* **Data records**:

-*-

PR #1045, opened 2020-12-02
Moved UnsupportedDigestValidationError to its new home in pulpcore.pl…

ggainey:
…ugin.exceptions.

closes #7908

### DIFF
--- a/CHANGES/plugin_api/7908.deprecation
+++ b/CHANGES/plugin_api/7908.deprecation
@@ -1,0 +1,5 @@
+The ``pulpcore.plugin.models.UnsupportedDigestValidationError`` is being deprecated and
+will be removed in 3.10.
+
+It can now be found at ``pulpcore.plugin.exceptions.UnsupportedDigestValidationError``
+instead; please change any code that imports it to access it from its new location.
--- a/pulpcore/plugin/models/__init__.py
+++ b/pulpcore/plugin/models/__init__.py
@@ -1,6 +1,9 @@
 # Models are exposed selectively in the versioned plugin API.
 # Any models defined in the pulpcore.plugin namespace should probably be proxy models.
 
+# THIS WILL BE DEPRECATED In 3.10 - LOOK TO .plugins.exceptions INSTEAD
+from pulpcore.exceptions.validation import UnsupportedDigestValidationError  # noqa
+
 from pulpcore.app.models import (  # noqa
     AccessPolicy,
     AutoAddObjPermsMixin,
@@ -35,7 +38,6 @@ from pulpcore.app.models import (  # noqa
     SigningService,
     Task,
     TaskGroup,
-    UnsupportedDigestValidationError,
     Upload,
     UploadChunk,
 )
--- a/pulpcore/tests/unit/models/test_content.py
+++ b/pulpcore/tests/unit/models/test_content.py
@@ -7,13 +7,16 @@ from django.core.files.uploadedfile import SimpleUploadedFile
 
 from django.conf import settings
 from django.test import SimpleTestCase, TestCase
-from pulpcore.plugin.exceptions import MissingDigestValidationError
+from pulpcore.plugin.exceptions import (
+    UnsupportedDigestValidationError,
+    MissingDigestValidationError,
+)
+
 from pulpcore.plugin.models import (
     Artifact,
     Content,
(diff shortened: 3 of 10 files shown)


CHANGES/plugin_api/7908.deprecation
```diff
@@ -0,0 +1,4 @@
+The pulpcore.plugin.models.UnsupportedDigestValidationError is being deprecated and will be removed in 3.10.
```
daviddavis, line 1: nitpick - should probably escape these class names this with double backticks.

daviddavis (approved):
One small comment. Other than that, LGTM.

pulpcore/plugin/models/__init__.py
```diff
@@ -1,6 +1,9 @@
 # Models are exposed selectively in the versioned plugin API.
 # Any models defined in the pulpcore.plugin namespace should probably be proxy models.
 
+# THIS WILL BE DEPRECATED SOON - LOOK TO .plugins.exceptions INSTEAD
```
bmbouter, line 4: I think calling out the version of Pulp this will be removed would be good. Even if we forget to specifically in that version, we'll easily know it's safe anytime at that version or later.

pulpcore/tests/unit/models/test_content.py
```diff
@@ -7,13 +7,16 @@
...
+    MissingDigestValidationError,
+)
+
 from pulpcore.plugin.models import (
     Artifact,
     Content,
     ContentArtifact,
     PulpTemporaryFile,
-    UnsupportedDigestValidationError,
+    UnsupportedDigestValidationError,  # will fail when UDVE is fully deprecated/removed from here
```
bmbouter, line 19: Can't we switch this to the new defined location? Since it's internal code we don't have to continue importing through the old location.

CHANGES/plugin_api/7908.deprecation
```diff
@@ -0,0 +1,3 @@
+The ``pulpcore.plugin.models.UnsupportedDigestValidationError`` is being deprecated and will be removed in 3.10.
+
+It can now be found at ``pulpcore.plugin.exceptions.UnsupportedDigestValidationError`` instead; please change any code that imports it to access it from its new location.
```
bmbouter, line 3: Can this be line wrapped to 70 chars.

bmbouter:
One small nitpick: can the commit be reworked to fit to have the commit title be shorted to fit within the char limit for git commit titles? https://docs.pulpproject.org/pulpcore/contributing/git.html#commit-message

pulpcore/tests/unit/models/test_content.py
ggainey: I left it in deliberately in a "this will fail if we do the removal and have (somehow) forgotten that it's a deprecation that needs to be specifically announced"

CHANGES/plugin_api/7908.deprecation
ggainey: I wish our local tests would test all the rules.

ggainey:
> One small nitpick: can the commit be reworked to fit to have the commit title be shorted to fit within the char limit for git commit titles? https://docs.pulpproject.org/pulpcore/contributing/git.html#commit-message

See prev comment. Will do.

CHANGES/plugin_api/7908.deprecation
bmbouter: me too

pulpcore/plugin/models/__init__.py
ggainey: +1

CHANGES/plugin_api/7908.deprecation
ggainey: but done :)

pulpcore/tests/unit/models/test_content.py
bmbouter: I don't understand. Keeping this here won't help us remember to remove the deprecated one later, but it will keep the deprecated one in use which we could switch off of now.

ggainey: Okeydoke - switched!

bmbouter (approved):
Thank you @ggainey ! :1st_place_medal: :tada:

-*-

* **What is required**:
A complete, exact copy of the entries is required.

* **Exercise response**:
PR #1045, opened 2020-12-02
Moved UnsupportedDigestValidationError to its new home in pulpcore.pl…

ggainey:
…ugin.exceptions.

closes #7908

### DIFF
--- a/CHANGES/plugin_api/7908.deprecation
+++ b/CHANGES/plugin_api/7908.deprecation
@@ -1,0 +1,5 @@
+The ``pulpcore.plugin.models.UnsupportedDigestValidationError`` is being deprecated and
+will be removed in 3.10.
+
+It can now be found at ``pulpcore.plugin.exceptions.UnsupportedDigestValidationError``
+instead; please change any code that imports it to access it from its new location.
--- a/pulpcore/plugin/models/__init__.py
+++ b/pulpcore/plugin/models/__init__.py
@@ -1,6 +1,9 @@
 # Models are exposed selectively in the versioned plugin API.
 # Any models defined in the pulpcore.plugin namespace should probably be proxy models.
 
+# THIS WILL BE DEPRECATED In 3.10 - LOOK TO .plugins.exceptions INSTEAD
+from pulpcore.exceptions.validation import UnsupportedDigestValidationError  # noqa
+
 from pulpcore.app.models import (  # noqa
     AccessPolicy,
     AutoAddObjPermsMixin,
@@ -35,7 +38,6 @@ from pulpcore.app.models import (  # noqa
     SigningService,
     Task,
     TaskGroup,
-    UnsupportedDigestValidationError,
     Upload,
     UploadChunk,
 )
--- a/pulpcore/tests/unit/models/test_content.py
+++ b/pulpcore/tests/unit/models/test_content.py
@@ -7,13 +7,16 @@ from django.core.files.uploadedfile import SimpleUploadedFile
 
 from django.conf import settings
 from django.test import SimpleTestCase, TestCase
-from pulpcore.plugin.exceptions import MissingDigestValidationError
+from pulpcore.plugin.exceptions import (
+    UnsupportedDigestValidationError,
+    MissingDigestValidationError,
+)
+
 from pulpcore.plugin.models import (
     Artifact,
     Content,
(diff shortened: 3 of 10 files shown)


CHANGES/plugin_api/7908.deprecation
```diff
@@ -0,0 +1,4 @@
+The pulpcore.plugin.models.UnsupportedDigestValidationError is being deprecated and will be removed in 3.10.
```
daviddavis, line 1: nitpick - should probably escape these class names this with double backticks.

daviddavis (approved):
One small comment. Other than that, LGTM.

pulpcore/plugin/models/__init__.py
```diff
@@ -1,6 +1,9 @@
 # Models are exposed selectively in the versioned plugin API.
 # Any models defined in the pulpcore.plugin namespace should probably be proxy models.
 
+# THIS WILL BE DEPRECATED SOON - LOOK TO .plugins.exceptions INSTEAD
```
bmbouter, line 4: I think calling out the version of Pulp this will be removed would be good. Even if we forget to specifically in that version, we'll easily know it's safe anytime at that version or later.

pulpcore/tests/unit/models/test_content.py
```diff
@@ -7,13 +7,16 @@
...
+    MissingDigestValidationError,
+)
+
 from pulpcore.plugin.models import (
     Artifact,
     Content,
     ContentArtifact,
     PulpTemporaryFile,
-    UnsupportedDigestValidationError,
+    UnsupportedDigestValidationError,  # will fail when UDVE is fully deprecated/removed from here
```
bmbouter, line 19: Can't we switch this to the new defined location? Since it's internal code we don't have to continue importing through the old location.

CHANGES/plugin_api/7908.deprecation
```diff
@@ -0,0 +1,3 @@
+The ``pulpcore.plugin.models.UnsupportedDigestValidationError`` is being deprecated and will be removed in 3.10.
+
+It can now be found at ``pulpcore.plugin.exceptions.UnsupportedDigestValidationError`` instead; please change any code that imports it to access it from its new location.
```
bmbouter, line 3: Can this be line wrapped to 70 chars.

bmbouter:
One small nitpick: can the commit be reworked to fit to have the commit title be shorted to fit within the char limit for git commit titles? https://docs.pulpproject.org/pulpcore/contributing/git.html#commit-message

pulpcore/tests/unit/models/test_content.py
ggainey: I left it in deliberately in a "this will fail if we do the removal and have (somehow) forgotten that it's a deprecation that needs to be specifically announced"

CHANGES/plugin_api/7908.deprecation
ggainey: I wish our local tests would test all the rules.

ggainey:
> One small nitpick: can the commit be reworked to fit to have the commit title be shorted to fit within the char limit for git commit titles? https://docs.pulpproject.org/pulpcore/contributing/git.html#commit-message

See prev comment. Will do.

CHANGES/plugin_api/7908.deprecation
bmbouter: me too

pulpcore/plugin/models/__init__.py
ggainey: +1

CHANGES/plugin_api/7908.deprecation
ggainey: but done :)

pulpcore/tests/unit/models/test_content.py
bmbouter: I don't understand. Keeping this here won't help us remember to remove the deprecated one later, but it will keep the deprecated one in use which we could switch off of now.

ggainey: Okeydoke - switched!

bmbouter (approved):
Thank you @ggainey ! :1st_place_medal: :tada:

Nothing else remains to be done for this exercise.